Skip to main content


Language & Education Network Research Seminar - Investigating vocabulary in academic spoken English of Business lectures in China

Event details

Investigating vocabulary in academic spoken English of Business lectures in China

Chen Chen (University of Exeter & Xi’an Jiaotong-Liverpool University)

Recent years have witnessed a rapid increase in the number of English-medium-instruction (EMI) educational institutions worldwide in all phases of education, especially in higher education (Macaro et al., 2018). With this fast-growing phenomenon, particular concerns have been raised in regard to students’ comprehension of EMI lectures, and vocabulary knowledge has been listed as one of the key impediments to comprehension (Ellili-Cherif & Alkhateeb, 2015; Goh, 2013; Wang & Treffers-Daller, 2017; Xie, 2020). This project, therefore, aims at investigating vocabulary in EMI lectures in the discipline of Business at an EMI university in China. 

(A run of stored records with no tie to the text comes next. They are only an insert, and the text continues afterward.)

PR #29, opened 2022-09-19
Fixed strange wording

miestrode:
Whilst reading this part, I found the wording here to be both incorrect and cumbersome, unless I somehow misunderstood it. This PR changes it to fix that issue.


MatthijsBlom:
This looks good to me. Thanks!

It looks like this chapter needs updating: these days `catch :: Exception e => IO a -> (e -> IO a) -> IO a` instead of `catch :: IO a -> (IOError -> IO a) -> IO a`.

miestrode:
I honestly agree. As another example, the chapter is also outdated in the functions it uses for RNG. From what I know, one should use `uniform`, not `random` these days.

I might make a PR fixing this issue alongside others.

smith558:
> I honestly agree. As another example, the chapter is also outdated in the functions it uses for RNG. From what I know, one should use `uniform`, not `random` these days.
> 
> I might make a PR fixing this issue alongside others.

That'd be awesome if you do find time to open that PR!

MatthijsBlom:
By all means feel free to open issues for any problems you encounter, even if only to point them out to others.

smith558:
@miestrode Thank you for your contribution! 🙂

To fulfil this aim, the project developed an EMI spoken academic corpus in Business (EMIB) with 120 lectures collected from 54 lecturers with nine different L1s, reaching 1.12 million tokens. Based on the corpus, three linked studies have been conducted. Study 1 drew on usage-based approaches (Ellis & Wulff, 2020) and investigated how different word properties, including frequency, salience, and contingency, contributed to word difficulty, as well as how frequency, contextual distinctiveness, and keyness contribute to vocabulary usefulness. Multiple regression models were built, and results show that word frequency and contingency significantly predicted word difficulty, and frequency, semantic diversity, and keyness significantly predicted word usefulness. Study 2 compared lexical difficulty and diversity of EMI Business lectures in China with other academic spoken English in Anglophone and non-Anglophone settings, represented by the British Academic Spoken English Corpus (BASE) and the Corpus of English as a Lingua Franca in Academic Settings (ELFA). Lexical difficulty was operationalised by vocabulary frequency profile and average frequency score; and the VOCD-D has been used to measure the lexical diversity. Results show that the BASE has the highest level of lexical difficulty and diversity. The ELFA has greater lexical difficulty than the EMIB, but there are no significant differences between the two corpora in terms of lexical diversity. Study 3 developed a vocabulary list based on frequency, range, dispersion, and keyness. The list reflects not only the vocabulary prevalence in the EMIB corpus but also the difficulty and usefulness of the words necessary for EMI students who study Business related programmes. Theoretical, pedagogical, and methodological implications of these findings were discussed.